**Records for this task**
PR #31558, opened 2021-03-11
[oneDNN] lookup_table op with support for BF16 data type.

arogowie-intel:
### PR types
New features

### PR changes
OPs

### Describe
This PR adds support for BF16 data type in `lookup_table` op for both forward and backward pass.


arogowie-intel:
@jczaja @wozna @wojtuss @arlesniak @lidanqing-intel Please start your review.

python/paddle/fluid/tests/unittests/test_lookup_table_bf16_op.py
```diff
@@ -0,0 +1,193 @@
...
+    def setUp(self):
+        self.op_type = "lookup_table"
+        self.dtype = np.uint16
+
+        table = np.random.random((17, 31)).astype("float32")
+        self.ids = np.random.randint(0, 17, (4, 1)).astype("int64")
+
+        self.w_bf16 = convert_float_to_uint16(table)
+        self.out_bf16 = self.w_bf16[self.ids.flatten()]
+        self.out_fp32 = table[self.ids.flatten()]
```
arlesniak: Please make an extra variable with ids already flattened as it's unnecessary flattened a couple of times around the code. It can be passed to _get_grad as well. For example:
self.ids_flattened = self.id.flatten()
self.out_bf16 = self.w_bf16[self.ids_flattened]
self.out_fp32 = table[self.ids_flattened]
_get_grad(table, self.ids_flattened) and inside _get_grad there would be no need calling flatten

python/paddle/fluid/tests/unittests/test_lookup_table_bf16_op.py
```diff
@@ -0,0 +1,193 @@
...
+
+def _lookup(weights, ids):
+    w_shape = weights.shape
+    out_shape = list(ids.shape[:-1])
+    out_shape.append(w_shape[-1])
+    out = weights[ids.flatten()].reshape(out_shape)
+    return out
+
+
+def _get_grad(weights, ids):
```
arlesniak: Please take into consideration moving _get_grad and lookup functions and common parts of TestLookupTableBF16Op and TestLookupTableBF16OpIds4D to a new parent Test class  just like you did nicely with TestLookupTableBF16OpWIsSelectedRows.

arlesniak (changes requested):

python/paddle/fluid/tests/unittests/test_lookup_table_bf16_op.py
arogowie-intel: Did some refactoring to more reuse code, however the two functions `_lookup` and `_get_grad` are more handy as standalone functions.

wozna (approved):
Well done python tests :) 
LGTM

paddle/fluid/operators/lookup_table_op.h
```diff
@@ -102,7 +102,8 @@ class LookupTableKernel : public framework::OpKernel<T> {
             auto id_index = table_t.GetIndexFromId(ids[i]);
 
             if (id_index != -1) {
-              if (input_data_type == framework::proto::VarType::INT8) {
+              if (input_data_type == framework::proto::VarType::INT8 ||
+                  input_data_type == framework::proto::VarType::BF16) {
```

**Work to complete**
Write down the entire listing above verbatim.

**Answer for the task**
PR #31558, opened 2021-03-11
[oneDNN] lookup_table op with support for BF16 data type.

arogowie-intel:
### PR types
New features

### PR changes
OPs

### Describe
This PR adds support for BF16 data type in `lookup_table` op for both forward and backward pass.


arogowie-intel:
@jczaja @wozna @wojtuss @arlesniak @lidanqing-intel Please start your review.

python/paddle/fluid/tests/unittests/test_lookup_table_bf16_op.py
```diff
@@ -0,0 +1,193 @@
...
+    def setUp(self):
+        self.op_type = "lookup_table"
+        self.dtype = np.uint16
+
+        table = np.random.random((17, 31)).astype("float32")
+        self.ids = np.random.randint(0, 17, (4, 1)).astype("int64")
+
+        self.w_bf16 = convert_float_to_uint16(table)
+        self.out_bf16 = self.w_bf16[self.ids.flatten()]
+        self.out_fp32 = table[self.ids.flatten()]
```
arlesniak: Please make an extra variable with ids already flattened as it's unnecessary flattened a couple of times around the code. It can be passed to _get_grad as well. For example:
self.ids_flattened = self.id.flatten()
self.out_bf16 = self.w_bf16[self.ids_flattened]
self.out_fp32 = table[self.ids_flattened]
_get_grad(table, self.ids_flattened) and inside _get_grad there would be no need calling flatten

python/paddle/fluid/tests/unittests/test_lookup_table_bf16_op.py
```diff
@@ -0,0 +1,193 @@
...
+
+def _lookup(weights, ids):
+    w_shape = weights.shape
+    out_shape = list(ids.shape[:-1])
+    out_shape.append(w_shape[-1])
+    out = weights[ids.flatten()].reshape(out_shape)
+    return out
+
+
+def _get_grad(weights, ids):
```
arlesniak: Please take into consideration moving _get_grad and lookup functions and common parts of TestLookupTableBF16Op and TestLookupTableBF16OpIds4D to a new parent Test class  just like you did nicely with TestLookupTableBF16OpWIsSelectedRows.

arlesniak (changes requested):

python/paddle/fluid/tests/unittests/test_lookup_table_bf16_op.py
arogowie-intel: Did some refactoring to more reuse code, however the two functions `_lookup` and `_get_grad` are more handy as standalone functions.

wozna (approved):
Well done python tests :) 
LGTM

paddle/fluid/operators/lookup_table_op.h
```diff
@@ -102,7 +102,8 @@ class LookupTableKernel : public framework::OpKernel<T> {
             auto id_index = table_t.GetIndexFromId(ids[i]);
 
             if (id_index != -1) {
-              if (input_data_type == framework::proto::VarType::INT8) {
+              if (input_data_type == framework::proto::VarType::INT8 ||
+                  input_data_type == framework::proto::VarType::BF16) {
```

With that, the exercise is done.